Il y a aussi les mesures directes d’interdiction, comme celle de fumer dans les lieux publics. Elle est indispensable pour protéger les non fumeurs des complications du tabagisme passif. Ces complications sont graves et indiscutables, il n’y a que les cigarettiers pour les contester et ils n’ont pas hésité à financer des chercheurs à leur solde pour semer le doute.

L’interdiction de la vente aux mineurs est une autre mesure. Un fumeur sur deux décède d’une maladie liée au tabac, l’industrie doit donc trouver en permanence de nouveaux clients. Quoi de mieux que les jeunes pour remplacer les 60 000 consommateurs de tabac qui meurent chaque année. Ils sont une cible parfaite, particulièrement vulnérable. Ils sont plus sensibles aux messages promotionnels et l’industrie du tabac à même développé des produits adaptés comme les cigarettes légères puis les bonbons. Enfin, plus on commence jeune à fumer, plus la dépendance s’installe rapidement et profondément. (Voir ici [21]).

Il y a une chose bien établie quand on doit pratiquer la médecine, c’est de ne pas juger le malade sur la base de normes sociales ou culturelles et le stigmatiser. Un médecin est là pour l’aider pas pour juger. Je pense que tous les médecins y sont attachés au plus haut point dans leur pratique quotidienne. C’est la même chose en santé publique. En plus, stigmatiser ou faire appel à la morale n’est pas efficace.

En réalité, le problème est tout différent, mais tout aussi inquiétant. Les conclusions des recherches médicales ne sont pas mises en œuvre par la société pour des raisons doctrinales.

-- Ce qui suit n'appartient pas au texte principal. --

PR #74, opened 2019-04-10
Check connection button

andyvesel:
Added check connection button to Cluster modal, added redux


eriknelson:
We have the expected feedback described in the mockups.

eriknelson:
I'm merging this to master as is so we can pick it up in the demo branch. Fixes will be applied before demo is brought back to master.

PR #124, opened 2019-04-25
remove CardBody from detail view item

mcoker:


eriknelson:
Looks much better, thank you @mcoker!

PR #125, opened 2019-04-25
update add cluster, add repository modals

mcoker:
Removes border under title of modals, left aligns modal actions, reverses button order.


eriknelson:
Pushed the modal header background color change from this PR, but going to close because @ibolton336 is refactoring the modals and has already done the button alignment.

Issue #97, opened 2019-04-16
UX issues from 4/15 review


vconzola:
**_This_** means it should be fixed for Summit demo , if possible.

1. **_Need a title for the tool._**
2. Remove menu icon from the upper left because we don't have a left navigation.
3. Need the first entry empty state to display by default.
4. **_"Storage" section of the listview should be called "Replication repositories"_**
5. **_"Plans" section of the listview should be called "Migration plans"_**
6. **_Plans twistie needs an empty state if no plans have been created._**
7. Create Plan (link and button in the empty state) should be disabled unless two clusters and a repository have been created.
8. Only one section of the accordion should be able to be opened at one time.
9. Remove kebabs from the cards at the top.
10. **_When a cluster/repository/migration plan is created listview should open to that section when the modal/wizard closes._**
11. Wizard step 1 - Validate that the Name field is not empty before enabling Next button.
12. Wizard step 2 - Validate that a cluster and at least one project have been selected before enabling Next button.
13. Wizard steps 2, 3, 4 - Left align table column headers.
14. **_Wizard step 3 - All selectable PVs should default to Type = Copy._**

vconzola:
On the latest (4/24) code it looks like the following issues have been resolved:

1. Need a title for the tool.
2. Remove menu icon from the upper left because we don't have a left navigation.

4. "Storage" section of the listview should be called "Replication repositories"
5. "Plans" section of the listview should be called "Migration plans"
6. Plans twistie needs an empty state if no plans have been created.

9. Remove kebabs from the cards at the top.
10. *** (Only seems to have been fixed for Plans).
11. Wizard step 1 - Validate that the Name field is not empty before enabling Next button.

14. Wizard step 3 - All selectable PVs should default to Type = Copy.

eriknelson:
Thanks for the update Vince, that leaves:
3) Need the first entry empty state to display by default.
7) Create Plan (link and button in the empty state) should be disabled unless two clusters and a repository have been created.
8) Only one section of the accordion should be able to be opened at one time.
10) When a cluster/repository/migration plan is created listview should open to that section when the modal/wizard closes. **needs fixing for cluster/storage**
12) Wizard step 2 - Validate that a cluster and at least one project have been selected before enabling Next button.
13) Wizard steps 2, 3, 4 - Left align table column headers.

Meeting to discuss these today.

eriknelson:
Added individual issues for the still outstanding issues @vconzola

PR #146, opened 2019-04-29
Collapse other sections when one opened

andyvesel:
Fixes 8 of https://github.com/fusor/mig-ui/issues/97


ibolton336:
We will need to introduce the pf4 accordion component when it is ready for this. Doesnt make sense to modify the data-list to add this. Also, UX said that we are looking at a SPA approach with multiple pages and nav going forward

PR #177, opened 2019-05-09
add initial storage object work

ibolton336:


eriknelson:
🤘

src/app/storage/duck/operations.ts
```diff
@@ -67,12 +110,49 @@ const fetchStorage = () => {
...
+      CoreNamespacedResourceKind.Secret,
+      secretRef.namespace,
+    );
+    refs.push(client.get(secretResource, secretRef.name));
+  });
+
+  return refs;
+}
+
+function groupStorages(migStorages: any[], refs: any[]): any[] {
```
eriknelson: We shoud chat about how to best represent these objects in the front end. I'm curious your opinions on that but you nailed what I did for clusters.

The general opinion I took was, our front end consumes a "cluster". In reality, thats 3 objects. So in the redux tree,  you can get a `cluster.clusterList.{Cluster,MigCluster,Secret}` to retrieve the individual data.

src/client/resources/conversions.ts
```diff
@@ -67,3 +67,63 @@ export function createMigCluster(
     },
   };
 }
+
+export function createMigStorage(
```
eriknelson: +1, I think it's important to have functions that accept the params and spit back the actual kube object.

src/client/resources/mig.ts
```diff
@@ -21,7 +21,7 @@ export class MigResource extends NamespacedResource {
 
 export enum MigResourceKind {
   MigPlan = 'migplans',
-  MigStorage = 'migstorage',
+  MigStorage = 'migstorages',
```
eriknelson: Nice, let's chat about this part of my abstraction, maybe it's a bit weird and could be improved :+1:

PR #182, opened 2019-05-16
Feature/mig api integration

ibolton336:


eriknelson:
Talked with @ibolton336 about this, we need to make sure that we can still run this in local mode with `yarn start` without changing any of the operation code. I'll file an issue for this so we can make sure that gets closed before this gets merged.

eriknelson:
Another blocker is we should get travis up-to-date if there's any work there in master, and then retest this to make sure its up to our standards and is passing CI.

PR #191, opened 2019-05-20
Add tests

andyvesel:
Added basic test & dependencies for UI


andyvesel:
@eriknelson do we need to concern the red travis at this point?

eriknelson:
@andyvesel I'm not sure if we left master in a red state for that last demo. We should start to get more strict about passing travis. I think before we merge this, we should merge 182, and then follow that with a specific PR that fixes the tests to get master back into a green state, and then we can merge this once it also is green. @ibolton336 what do you think about that?

ibolton336:
> @andyvesel I'm not sure if we left master in a red state for that last demo. We should start to get more strict about passing travis. I think before we merge this, we should merge 182, and then follow that with a specific PR that fixes the tests to get master back into a green state, and then we can merge this once it also is green. @ibolton336 what do you think about that?

This sounds good - just realized 182 was still broken. I fixed the tests by just leaving the mock data commented out for now inside kube_store.ts. I also am hardcoding the cluster  namespace list to an empty object for the time being.

cypress/fixtures/example.json
```diff
@@ -0,0 +1,5 @@
+{
```
ibolton336: remove fixtures directory if not in use

cypress/integration/examples/actions.spec.js
```diff
@@ -0,0 +1,272 @@
+/// <reference types="Cypress" />
```
ibolton336: remove examples directory if not in use

cypress/integration/cluster_spec.js
```diff
@@ -0,0 +1,11 @@
+describe("Cluster functionality test", function () {
+  it("Add cluster button opens modal", function () {
+    cy.visit("localhost:9000");
+    cy.get("#add-cluster-btn").then(() => {
+      cy.get("#add-cluster-btn")
+        .first()
+        .click();
+    });
+    cy.contains('Add Cluster')
```
ibolton336: Can you build this out further to run through a full cluster add?

cypress/fixtures/example.json
andyvesel: Removed

cypress/integration/examples/actions.spec.js
andyvesel: Removed

cypress/integration/cluster_spec.js
andyvesel: Added tests for cluster adding with valid data

andyvesel:
@ibolton336 @eriknelson could you review?

cypress/plugins/index.js
```diff
@@ -0,0 +1,17 @@
+// ***********************************************************
```
eriknelson: Is this file required? It's not doing anything functional, we should remove it.

cypress/support/commands.js
```diff
@@ -0,0 +1,25 @@
+// ***********************************************
```
eriknelson: This file is not useful, we should remove it. If it's documentation, it belongs in a README

cypress/support/index.js
```diff
@@ -0,0 +1,20 @@
+// ***********************************************************
```
eriknelson: Also not useful.

src/app/cluster/components/AddClusterModal/AddClusterForm.tsx
```diff
@@ -96,7 +96,7 @@ class WrappedAddClusterForm extends React.Component<any, any> {
             name="url"
             type="text"
             // isValid={!errors.url && touched.url}
-            id="url"
+            id="url-input"
```
eriknelson: +1, we should be better about our IDs and their specificity.

cypress/integration/cluster_spec.js
```diff
@@ -0,0 +1,23 @@
...
+            .type('example.com')
+          cy.get('#token-input')
+            .type('123456')
+          cy.get('#check-connection-btn')
+            .click()
+          cy.get('#submit-cluster-btn')
+            .click()
+        })
+    });
+    cy.contains('Add cluster')
```
ibolton336: need some sort of check to see that the cluster has actually been added. This line was a placeholder until that logic was sorted out.

package.json
```diff
@@ -17,7 +17,8 @@
     "prep-remote": "./scripts/prep-remote.sh",
     "type-check": "tsc --noEmit",
     "type-check:watch": "npm run type-check -- --watch",
-    "test": "jest --rootDir=. --config=config/jest.config.js"
+    "test": "jest --rootDir=. --config=config/jest.config.js",
+    "cypress:open": "cypress open"
```
ibolton336: Like @eriknelson mentioned -> we would benefit from this script running headless instead.

cypress/integration/cluster_spec.js
andyvesel: Added check cluster by name

package.json
andyvesel: Updated scripts, so we have 2 commands to run unit or integration tests and one for running them all

andyvesel:
@eriknelson fyi Cypress's behaviour is to scaffold its default directories (like fixtures, plugins, etc) with every `cypress run`. Its been reported here https://github.com/cypress-io/cypress/issues/501 or here https://github.com/cypress-io/cypress/issues/619
I've disabled these files generating in cypress.json, but when it runs in headed mode on your machine, they will appear again

scripts/test-integration.sh
```diff
@@ -0,0 +1,3 @@
+#!/bin/bash
+cp ./config/config.dev.json.example ./config/config.dev.json
```
eriknelson: Couple comments on this script:

**Relative vs. Absolute paths**
You're using relative paths, it's safer to use an absolute path that doesn't rely on the current working directly. As an example, the `remote-dev.sh` script [get's the directory that the script is in and sets `$_dir`](https://github.com/fusor/mig-ui/blob/master/scripts/remote-dev.sh#L2). Then you can anchor off of this location to refer to other files by their absolute locations:

```
#!/bin/bash
_dir="$( cd "$( dirname "${BASH_SOURCE[0]}" )" && pwd )"
projectRoot="$_dir/.." # Refers to the root of the git project
cp "$projectRoot/config/config.dev.json.example" "$projectRoot/config/config.dev.json"
# etc..
```
**Overwriting developer config**
` cp ./config/config.dev.json.example ./config/config.dev.json`

This is dangerous because you're going to overwrite any changes a developer has made to their config file if they choose to run this test on their local machine.

You should check to make sure that the file is not present first before copying, something like:
```
if [[ ! -f "$FILE" ]]; then
    echo "$FILE does not exist"
fi
```

So the overall I'd recommend this `test-integration.sh` to address the two issues: https://github.com/eriknelson/mig-ui/blob/andyvesel-add-tests/scripts/test-integration.sh

andyvesel: Thanks for thorough reference, updated.

scripts/test-integration.sh
```diff
@@ -0,0 +1,11 @@
...
+_dir="$( cd "$( dirname "${BASH_SOURCE[0]}" )" && pwd )"
+projectRoot="$_dir/.."
+exDevConfigFile="$projectRoot/config/config.dev.json.example"
+devConfigFile="$projectRoot/config/config.dev.json"
+
+if [[ ! -f "$devConfigFile" ]]; then
+  cp "$exDevConfigFile" "$devConfigFile"
+fi
+# TODO: This server dest+port should be parameterized somehow
+./node_modules/.bin/start-server-and-test start http://localhost:9000 './node_modules/.bin/cypress run'
```
eriknelson: You still need to use the `$projectRoot` here: https://github.com/eriknelson/mig-ui/blob/andyvesel-add-tests/scripts/test-integration.sh#L12

cypress/integration/cluster_spec.js
```diff
@@ -0,0 +1,24 @@
...
+    cy.contains('test cluster')
```
ibolton336: Don't need this line anymore.

cypress.json
```diff
@@ -0,0 +1,6 @@
+{
+  "baseUrl": "http://localhost:9000",
+  "video": false,
```
ibolton336: Did we ever figure out if we were storing screenshots/screencaptures of the tests run? I think this option turns off the auto capture of the cypress tests

andyvesel: Yes, I swithed off the video capture. We decided only to take a screenshot after every test passed (I'm gonna add this in future prs). Of course it's not problem to switch video back

Issue #123, opened 2019-04-24
UX issues from 4/25 review


vconzola:
**_This_** means it should be fixed for Summit demo , if possible.

**_1. Masthead background color should be 151515._**
**_2. Status cards at the top should be re-styled per visual design request. See below._**
3. Repositories and plans cards are not showing status.
**_4. Link to add a repository should say "Add repository", not "Add storage"._**
**_5. Empty state for plans should say "Add plan", not "Start plan"._**
6. In the Add cluster and Add repository modals, the "Check connection" button should be disabled until the field content is validated. Otherwise you get a weird interaction where the connection is validated and then you get an error when you click next if a field is empty.
7. Table styling in wizard needs work - column widths, pagination.
8. Wizard step 5 - button label should be Close, not Save and the Back and Cancel buttons should be hidden once the validation is successful.

Status card styling:

![Screen Shot 2019-04-24 at 5 17 02 PM](https://user-images.githubusercontent.com/22823035/56694529-e72ad080-66b4-11e9-8fd0-69aaa43a7ff5.png)

eriknelson:
6. In the Add cluster and Add repository modals, the "Check connection" button should be disabled until the field content is validated. Otherwise you get a weird interaction where the connection is validated and then you get an error when you click next if a field is empty.
8. Wizard step 5 - button label should be Close, not Save and the Back and Cancel buttons should be hidden once the validation is successful.

Think these should be the remaining items from this issue.

PR #195, opened 2019-05-23
Update to use correct repository language

eriknelson:


eriknelson:
Addresses an item from #123

PR #198, opened 2019-05-23
Apply a filter to the source namespaces

eriknelson:


src/app/plan/components/NameSpaceTable.tsx
```diff
@@ -168,8 +168,22 @@ class NamespaceTable extends React.Component<IProps, IState> {
 }
 
 function mapStateToProps(state) {
+  const allSourceClusterNamespaces = state.plan.sourceClusterNamespaces;
+  const filteredSourceClusterNamespaces = allSourceClusterNamespaces.filter(ns => {
```
ibolton336: could move this to a selector. Should open an issue to move all of the derived data to memoized selectors at some point.

Issue #196, opened 2019-05-23
Should checkin the new Logo and remove the yalc instructions


eriknelson:
Logo is public now so we are cleared to check our stuff into the repo and remove the yalc requirements and README instructions.

PR #199, opened 2019-05-23
Add checkconnection component & add logo

ibolton336:


src/app/common/duck/hooks.ts
```diff
@@ -0,0 +1,5 @@
+import { useState } from 'react';
```
eriknelson: Do we want to commit this if it's empty currently?

ibolton336:
closes  #196 #123

src/app/common/components/CheckConnection.tsx
```diff
@@ -0,0 +1,109 @@
...
+          >
+            Add
+          </Button>
+          <Button
+            key="cancel"
+            variant="secondary"
+            onClick={() => this.props.onHandleModalToggle(null)}
+          >
+            Cancel
+          </Button>
```
andyvesel: Does it make sense to put Add and Cancel buttons into the CheckConnection component? They logically more belong to AddClusterForm, rather than to CheckConnection, afaik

On le voit avec le retard qu’il y a eu à la mise en place des programmes d’échanges de seringue pour les toxicomanes. Ces échanges permettent d’éviter la transmission du SIDA ou des hépatites. Idem pour la mise en place des programmes de substitution par la méthadone : en 1984 en Hollande, en 1986 au Danemark, en Grande Bretagne et en Allemagne ;  en France, c’est 1992, deux ans après l’Italie. C’est l’opposition de certains, pour des raisons purement doctrinales, qui a retardé ces mesures. Les médecins et certaines de leurs instances se sont mobilisés pour ces mesures, mais comme les associations militantes, cela n’a pas suffi.

On constate donc que, pour des raisons purement doctrinales, la société française est incapable d’être à l’heure au rendez-vous avec l’efficacité, même quand celle-ci est scientifiquement démontrée. C’est le cas de plus en plus souvent, pas seulement dans le domaine de la santé publique.

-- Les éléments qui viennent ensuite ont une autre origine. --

PR #218, opened 2019-06-03
Add initial e2e workflow changes

eriknelson:
This PR adds the bulk of the logic to enable real PV discovery, in addition to other fixes in service of driving an initial e2e workflow for a basic stateful move application.

### DIFF
--- a/src/app/plan/duck/operations.ts
+++ b/src/app/plan/duck/operations.ts
@@ -108,14 +108,14 @@ const addPlan = migPlan => {
         migPlan.namespaces,
       );
 
-      let createRes = await client.create(
+      const createRes = await client.create(
         new MigResource(MigResourceKind.MigPlan, migMeta.namespace),
         migPlanObj,
-      )
+      );
 
       dispatch(addPlanSuccess(createRes.data));
 
-      console.debug('Beginning PV polling')
+      console.debug('Beginning PV polling');
 
       const interval = setInterval(async () => {
         const planName = migPlan.planName;
@@ -123,7 +123,7 @@ const addPlan = migPlan => {
         const getRes = await client.get(
           new MigResource(MigResourceKind.MigPlan, migMeta.namespace),
           planName
-        )
+        );
 
         const plan = getRes.data;
         const pvsDiscovered = !!plan.status.conditions.find(c => {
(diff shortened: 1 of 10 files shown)


src/app/plan/duck/operations.ts
```diff
@@ -92,34 +100,74 @@ const addPlan = migPlan => {
...
+
+      dispatch(Creators.updatePlan(latestPlan));
+      const updatedMigPlan = updateMigPlanFromValues(latestPlan, planValues);
+
+      const putRes = await client.put(
+        new MigResource(MigResourceKind.MigPlan, migMeta.namespace),
+        latestPlan.metadata.name,
+        updatedMigPlan,
+      );
+      // TODO: Need some kind of retry logic here in case the resourceVersion
```
eriknelson: This is something we definitely need to add on in a follow up PR, because I've seen it happen if I move through the wizard too fast.

[ISSUE]

eriknelson: This is something we definitely need to add on in a follow up PR, because I've seen it happen if I move through the wizard too fast.

[ISSUE]

src/client/resources/conversions.ts
```diff
@@ -155,13 +154,71 @@ export function createMigPlan(
...
+        name: sourceClusterObj,
         namespace,
       },
+      destMigClusterRef: {
+        name: destinationClusterObj,
+        namespace,
+      },
+      namespaces,
+      //////////////////////////////////////////////////////////////////////////
+      // TODO: Need to rip this out once the controller allows for creation
```
eriknelson: This is required for now, but we'll want to rip this out and test with an updated controller here, so the method continues to make sense.

[ISSUE]

src/client/resources/conversions.ts
```diff
@@ -175,6 +232,11 @@ export function createMigMigration(migID: string, planName: string, namespace: s
         name: planName,
         namespace,
       },
+      // TODO: We need to wire these up to the UI when stage is implemented
+      // and we've more thouroughly tested quiesce/stage combos in conjunction
+      // with the controller and velero.
+      quiescePods: true,
```
eriknelson: [ISSUE]

src/app/plan/duck/operations.ts
eriknelson: https://github.com/fusor/mig-ui/issues/222

src/client/resources/conversions.ts
eriknelson: https://github.com/fusor/mig-ui/issues/227

src/client/resources/conversions.ts
eriknelson: #224, #225

PR #219, opened 2019-06-04
Fix wizard persist state bug

### LINKED ISSUE #122: Wizard opening on Step 5
After creating a plan, if user selects Add plan button the wizard opens at step 5 with validation running and then shows validation success with no plan name.
Screen Shot 2019-04-24 at 3 49 04 PM

### LINKED ISSUE #239: Address next button logic bugs
Currently, the wizard is behaving not as expected when navigating backwards . 

Also, there needs to be a few different validation paths for stateless app migrations.

### LINKED ISSUE #240: Move wizard modal state to redux
Several bugs are popping up related to how we are using state across multiple components within the wizard modal. Moving the isWizardOpen state, enableNextState, & any other logic that is being changed over multiple page components should help resolve these bugs.

### LINKED ISSUE #246: Dropdown values resetting when navigating away from form inside wizard
Dropdown should display the current value when revisiting the form.

### LINKED ISSUE #247: Duplicate plan creation on navigation
Need to sort out the add plan on navigate functionality. If a user navigates backwards & then moves forward again, this causes duplicate plans to be created. One suggestion would be to disable the back button after the first step & move the plan creation to the first step.

ibolton336:
Closes #122 
Closes #246 
Closes #247 
Closes #239 
Closes #240


src/app/plan/components/Wizard/WizardComponent.tsx
```diff
@@ -0,0 +1,149 @@
...
+    }
+  };
+  const handleClose = () => {
+    props.onHandleClose();
+    props.resetForm();
+  };
+
+  return (
+    <React.Fragment>
+      {props.isOpen && (
```
ibolton336: @eriknelson the fix ^^^^^^^

src/app/home/components/DataList/Clusters/ClusterContent.tsx
```diff
@@ -33,7 +36,14 @@ const ClusterContent = ({
       ) : (
         <Flex alignItems="center" justifyContent="center">
           <Box>
-            <DataListEmptyState type="cluster" />
```
ibolton336: did away with the DataListEmptyState component b/c it wasnt really reducing any boilerplate

src/app/plan/components/Wizard/VolumesForm.tsx
```diff
@@ -26,29 +27,33 @@ class VolumesForm extends React.Component<any> {
...
-      return p.metadata.name === values.planName;
-    });
+      const currentPlan = plans.find(p => {
+        return p.metadata.name === values.planName;
+      });
 
-    if(!currentPlan.status) {
-      return;
-    }
+      if (currentPlan) {
```
ibolton336: Fixed a bug causing the app to crash when state was between renders & currentPlan was not defined yet

src/app/plan/components/Wizard/VolumesForm.tsx
```diff
@@ -62,7 +67,22 @@ class VolumesForm extends React.Component<any> {
     const currentPlan = plans.find(p => {
       return p.metadata.name === values.planName;
     });
-
+    if (this.props.isPVError) {
```
ibolton336: added this component level error state to handle the case of no PVs showing up after 3 checks of the interval. When the isPVError flag is checked, the volumes form will show this error. Need to add redux actions & state to encapsulate validation so that this error state enables the user to go to next page.

src/app/plan/duck/operations.ts
```diff
@@ -127,8 +128,15 @@ const addPlan = migPlan => {
...
       console.debug('Beginning PV polling');
-
+      let timesRun = 0;
       const interval = setInterval(async () => {
+        timesRun += 1;
+        if (timesRun === 3) {
+          clearInterval(interval);
+          dispatch(commonOperations.alertErrorTimeout('No PVs found'));
+          dispatch(pvFetchFailure());
+        }
```
ibolton336: this is where we would trigger a validation check for this wizard step & update the wizard next enable value.

src/app/plan/duck/operations.ts
```diff
@@ -127,8 +128,15 @@ const addPlan = migPlan => {
       dispatch(addPlanSuccess(createRes.data));
 
       console.debug('Beginning PV polling');
-
+      let timesRun = 0;
       const interval = setInterval(async () => {
+        timesRun += 1;
+        if (timesRun === 3) {
```
ibolton336: added a variable to keep track of the interval.

src/app/plan/duck/operations.ts
```diff
@@ -137,14 +145,17 @@ const addPlan = migPlan => {
...
 
         const plan = getRes.data;
-        const pvsDiscovered = !!plan.status.conditions.find(c => {
-          return c.type === PvsDiscoveredType;
-        });
-
-        if (pvsDiscovered) {
-          console.debug('Discovered PVs, clearing interaval.');
-          clearInterval(interval);
+        if (plan.status) {
```
ibolton336: wrapped this in a conditional to allow this to run in local dev mode also.

src/app/plan/components/Wizard/VolumesTable.tsx
```diff
@@ -49,46 +57,124 @@ class VolumesTable extends React.Component<any, any> {
...
-    return discoveredPersistentVolumes.map(planVolume => {
-      let pvAction = 'copy'; // Default to copy
-      if(this.props.values.persistentVolumes.length !== 0) {
-        const rowVal = this.props.values.persistentVolumes.find(v => v.name === planVolume.name);
-        pvAction = rowVal.type;
+      // No PVs discovered to be in use. This is normal for stateless cloud apps.
+      if (!discoveredPersistentVolumes) {
+        return [];
       }
+      if (this.props.values.prersistentVolumes) {
```
eriknelson: Some logic is broken here unless there's a consistent typo: `prersistentVolumes`

src/app/plan/duck/operations.ts
```diff
@@ -126,9 +129,19 @@ const addPlan = migPlan => {
...
       dispatch(addPlanSuccess(createRes.data));
 
-      console.debug('Beginning PV polling');
-
+      let timesRun = 0;
       const interval = setInterval(async () => {
+        dispatch(pvFetchRequest());
+        timesRun += 1;
+        // TODO: replace timesRun with poller class
+        if (timesRun === 3) {
```
eriknelson: I don't remember what the time interval is, but we should bump this up so that it's a total of something like 30 seconds. I've seen it take on the order of 10. Also, we should put the times run condition in a const var that's defined next to the polling interval var, so that is easy to tweak:

```
const watchInterval = 5000; // 5 seconds
const watchTicks = 12; // Check 12 times, so timeout is 60 secs

//...
         if (timesRun === watchTicks) {
```

src/app/plan/components/Wizard/VolumesTable.tsx
ibolton336: updated this to work now. Nice catch

src/app/plan/duck/operations.ts
ibolton336: Updating to use timesRun === 12. The times run is set outside the interval function using let so that it can be updated on every tick of the interval. Definitely think this should be scrapped asap for the poller class though.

La difficulté qu’il y a avoir un débat scientifique serein en France est aussi illustré par l’exemple de  l’expertise collective « Psychothérapie, trois approches évaluées », publiée en 2004 par l’Inserm. Le 5 février 2OO5, Philippe Douste-Blazy, ministre de la Santé, fait retirer ce rapport du site internet du ministère. Il cédait ainsi à la pression de ceux qui avaient vu leur approche contestée dans ce rapport. (Voir cette page [22]).

Voyez-vous des raisons d’espérer, malgré tout ?

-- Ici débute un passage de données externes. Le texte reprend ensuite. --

PR #406, opened 2019-07-30
Logout and refresh token if we get a 401 from the api

### LINKED ISSUE #370: We need to detect when OAuth token is not working
Ran into an issue of:
1) Deploy an env with a specific name, use app.
2) Destroy env, then reprovision with same names, so same DNS names.
3) Log into UI, it's using the cached oauth token in localstorage from prior run.  Token has not expired, but it is from a prev cluster that was destroyed, so reusing token with the new cluster of same DNS names does not work.

We see "Failed to Fetch" on MigPlans, but see 0 Clusters and 0 Storage.
To fix we need to clear localStorage for oauth token.

Recommend we find a way to look to server to tell us if we can use the token and not look for token expiration and need to refresh based on pure client side look at expiration date.  

Screen Shot 2019-07-25 at 10 12 42 AM

### LINKED ISSUE #380: Token expiry refresh is broken
Caught it this morning. I don't know if this is a regression or a bug in the original implementation. Will try to follow up with a an artificial reproducer. Exception:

Il est incontestable que la situation générale n’est pas ce qu’elle devrait être, sur de nombreux aspects, qu’ils soient sociaux ou économiques. Années après années, la situation se dégrade, et l’on voit des plus en plus de pays qui progressent et font mieux que nous. Selon les indicateurs internationaux, pour la majorité des domaines évalués, la France ne se place plus dans les premiers pays, mais dans la partie moyenne/médiocre des pays d’Europe. Trop souvent, c’est l’élargissement de l’Europe à des anciens pays du bloc soviétique qui nous évite d’être lanterne rouge.

La France fait partie des pays très riches, elle a des atouts formidables. Si les Français espèrent que cela va s’arranger tout seul ou attendent l’homme providentiel, on continuera à dévaler la pente. S’ils sont plus nombreux à comprendre qu’ils ont une part de responsabilité dans la situation actuelle et s’engagent personnellement, chacun dans la mesure de ses moyens, pour que la situation s’améliore, la situation s’améliorera. Mais on ne peut avoir le beurre, l’argent du beurre, le troupeau … et la fermière.